PR #23, opened 2018-02-12
TT-1613: Use new config endpoint

CharlesIC:
Use the new parameters (isRegistration and requestedLoa) in the modified state classes to call the new config endpoint. At this point the app will switch to storing the new definitions in the cache, and the transitional classes will be removed in the next release.


hub/config/src/main/java/uk/gov/ida/hub/config/Urls.java
```diff
@@ -36,7 +36,8 @@
         String ENABLED_IDENTITY_PROVIDERS_PATH = "/enabled";
         String ENABLED_IDENTITY_PROVIDERS_RESOURCE = IDENTITY_PROVIDER_ROOT + ENABLED_IDENTITY_PROVIDERS_PATH;
         String ENABLED_IDENTITY_PROVIDERS_PARAM_PATH = ENTITY_ID_PATH_PARAM + "/enabled"; //deprecated
-        String ENABLED_ID_PROVIDERS_FOR_LOA_PATH = ENTITY_ID_PATH_PARAM + LEVEL_OF_ASSURANCE_PATH_PARAM + "/enabled";
+        String ENABLED_IDENTITY_PROVIDERS_PARAM_PATH_RESOURCE = IDENTITY_PROVIDER_ROOT + ENABLED_IDENTITY_PROVIDERS_PARAM_PATH; // deprecated
```
MichaelWalker: I think you can `@Deprecated` a field if that sounds fun?

hub/policy/src/integration-test/java/uk/gov/ida/integrationtest/hub/policy/apprule/AuthnRequestFromTransactionResourceIntegrationTest.java
```diff
@@ -182,21 +180,11 @@ public void getSignInProcessDto_shouldReturnSignInDetailsDto(){
...
-        );
-
-        List<String> expectedEntityIds = IdpSelectedStateBuilder.anIdpSelectedState().build().getAvailableIdentityProviderEntityIds();
-
         Response response = getAuthRequestSignInProcess(session);
 
         assertThat(response.getStatus()).isEqualTo(Response.Status.OK.getStatusCode());
         AuthnRequestSignInDetailsDto entity = response.readEntity(AuthnRequestSignInDetailsDto.class);
         assertThat(entity.getRequestIssuerId()).isEqualTo(samlResponse.getIssuer());
-        assertThat(entity.getAvailableIdentityProviderEntityIds()).isEqualTo(expectedEntityIds);
```
MichaelWalker: how come we can get rid of these assertions

CharlesIC: Becasue the AuthnRequestSignInDetailsDto object no longer has the methods/fields getAvailableIdentityProviderEntityIds() and getAvailableIdentityProviders(). They were not really used, and this information is now retrieved from the new config endpoint instead (using the proxy).

hub/config/src/main/java/uk/gov/ida/hub/config/Urls.java
CharlesIC: You can! How fun. Added to the review commit

hub/policy/src/integration-test/java/uk/gov/ida/integrationtest/hub/policy/apprule/AuthnRequestFromTransactionResourceIntegrationTest.java
MichaelWalker: perfect. Thanks

willp-bl: It would be good to talk more about the difference between storing the IDPs in the session state vs dynamically getting them from the config service (and the relative merits)

hub/policy/src/main/java/uk/gov/ida/hub/policy/domain/controller/EidasMatchRequestSentStateController.java
```diff
@@ -0,0 +1,34 @@
...
+import uk.gov.ida.hub.policy.domain.StateTransitionAction;
+import uk.gov.ida.hub.policy.domain.state.EidasMatchRequestSentState;
+import uk.gov.ida.hub.policy.domain.state.EidasSuccessfulMatchState;
+import uk.gov.ida.hub.policy.logging.EventSinkHubEventLogger;
+import uk.gov.ida.hub.policy.services.AttributeQueryService;
+import uk.gov.ida.hub.policy.validators.LevelOfAssuranceValidator;
+
+public abstract class EidasMatchRequestSentStateController<T extends EidasMatchRequestSentState> extends AbstractMatchRequestSentStateController<T, EidasSuccessfulMatchState> {
+
+    public EidasMatchRequestSentStateController(
```
MichaelWalker: Does this constructor do anything? It looks like it just just passes things straight to the parent.
Isn't that the same thing as what would happen if we just didn't write it?

CharlesIC: You're right, but this a question for the eIDAS team. Since this is work in progress, they might add more properties to the eIDAS states and logic to their controllers. I know they (i.e. Hugh) did it to keep it separate from the non-eidas stuff (for now?)

hub/policy/src/integration-test/java/uk/gov/ida/integrationtest/hub/policy/apprule/AuthnRequestFromTransactionResourceIntegrationTest.java
CharlesIC: In general, we store these properties in the states themselves whenever we can. For instance, we can only get a list of available IDPs once we get to the IdpSelected stated, but not before, we don't have the required information to obtain that list. In this specific case, AuthnRequestSignInDetailsDto had this information stored but it was only used in an integration test and not anywhere in the code, so I removed it.

willp-bl: As I understood it the available IDPs were cached in the session state when the session was created and Policy used that store directly afterwards (instead of Config), as well as storing the IDP that was selected.  Things must have changed since I last looked. 

FWIW saml-engine, however, uses IDP info directly from Config.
· · · ·
All of the entries need to be given again, word for word.

PR #23, opened 2018-02-12
TT-1613: Use new config endpoint

CharlesIC:
Use the new parameters (isRegistration and requestedLoa) in the modified state classes to call the new config endpoint. At this point the app will switch to storing the new definitions in the cache, and the transitional classes will be removed in the next release.


hub/config/src/main/java/uk/gov/ida/hub/config/Urls.java
```diff
@@ -36,7 +36,8 @@
         String ENABLED_IDENTITY_PROVIDERS_PATH = "/enabled";
         String ENABLED_IDENTITY_PROVIDERS_RESOURCE = IDENTITY_PROVIDER_ROOT + ENABLED_IDENTITY_PROVIDERS_PATH;
         String ENABLED_IDENTITY_PROVIDERS_PARAM_PATH = ENTITY_ID_PATH_PARAM + "/enabled"; //deprecated
-        String ENABLED_ID_PROVIDERS_FOR_LOA_PATH = ENTITY_ID_PATH_PARAM + LEVEL_OF_ASSURANCE_PATH_PARAM + "/enabled";
+        String ENABLED_IDENTITY_PROVIDERS_PARAM_PATH_RESOURCE = IDENTITY_PROVIDER_ROOT + ENABLED_IDENTITY_PROVIDERS_PARAM_PATH; // deprecated
```
MichaelWalker: I think you can `@Deprecated` a field if that sounds fun?

hub/policy/src/integration-test/java/uk/gov/ida/integrationtest/hub/policy/apprule/AuthnRequestFromTransactionResourceIntegrationTest.java
```diff
@@ -182,21 +180,11 @@ public void getSignInProcessDto_shouldReturnSignInDetailsDto(){
...
-        );
-
-        List<String> expectedEntityIds = IdpSelectedStateBuilder.anIdpSelectedState().build().getAvailableIdentityProviderEntityIds();
-
         Response response = getAuthRequestSignInProcess(session);
 
         assertThat(response.getStatus()).isEqualTo(Response.Status.OK.getStatusCode());
         AuthnRequestSignInDetailsDto entity = response.readEntity(AuthnRequestSignInDetailsDto.class);
         assertThat(entity.getRequestIssuerId()).isEqualTo(samlResponse.getIssuer());
-        assertThat(entity.getAvailableIdentityProviderEntityIds()).isEqualTo(expectedEntityIds);
```
MichaelWalker: how come we can get rid of these assertions

CharlesIC: Becasue the AuthnRequestSignInDetailsDto object no longer has the methods/fields getAvailableIdentityProviderEntityIds() and getAvailableIdentityProviders(). They were not really used, and this information is now retrieved from the new config endpoint instead (using the proxy).

hub/config/src/main/java/uk/gov/ida/hub/config/Urls.java
CharlesIC: You can! How fun. Added to the review commit

hub/policy/src/integration-test/java/uk/gov/ida/integrationtest/hub/policy/apprule/AuthnRequestFromTransactionResourceIntegrationTest.java
MichaelWalker: perfect. Thanks

willp-bl: It would be good to talk more about the difference between storing the IDPs in the session state vs dynamically getting them from the config service (and the relative merits)

hub/policy/src/main/java/uk/gov/ida/hub/policy/domain/controller/EidasMatchRequestSentStateController.java
```diff
@@ -0,0 +1,34 @@
...
+import uk.gov.ida.hub.policy.domain.StateTransitionAction;
+import uk.gov.ida.hub.policy.domain.state.EidasMatchRequestSentState;
+import uk.gov.ida.hub.policy.domain.state.EidasSuccessfulMatchState;
+import uk.gov.ida.hub.policy.logging.EventSinkHubEventLogger;
+import uk.gov.ida.hub.policy.services.AttributeQueryService;
+import uk.gov.ida.hub.policy.validators.LevelOfAssuranceValidator;
+
+public abstract class EidasMatchRequestSentStateController<T extends EidasMatchRequestSentState> extends AbstractMatchRequestSentStateController<T, EidasSuccessfulMatchState> {
+
+    public EidasMatchRequestSentStateController(
```
MichaelWalker: Does this constructor do anything? It looks like it just just passes things straight to the parent.
Isn't that the same thing as what would happen if we just didn't write it?

CharlesIC: You're right, but this a question for the eIDAS team. Since this is work in progress, they might add more properties to the eIDAS states and logic to their controllers. I know they (i.e. Hugh) did it to keep it separate from the non-eidas stuff (for now?)

hub/policy/src/integration-test/java/uk/gov/ida/integrationtest/hub/policy/apprule/AuthnRequestFromTransactionResourceIntegrationTest.java
CharlesIC: In general, we store these properties in the states themselves whenever we can. For instance, we can only get a list of available IDPs once we get to the IdpSelected stated, but not before, we don't have the required information to obtain that list. In this specific case, AuthnRequestSignInDetailsDto had this information stored but it was only used in an integration test and not anywhere in the code, so I removed it.

willp-bl: As I understood it the available IDPs were cached in the session state when the session was created and Policy used that store directly afterwards (instead of Config), as well as storing the IDP that was selected.  Things must have changed since I last looked. 

FWIW saml-engine, however, uses IDP info directly from Config.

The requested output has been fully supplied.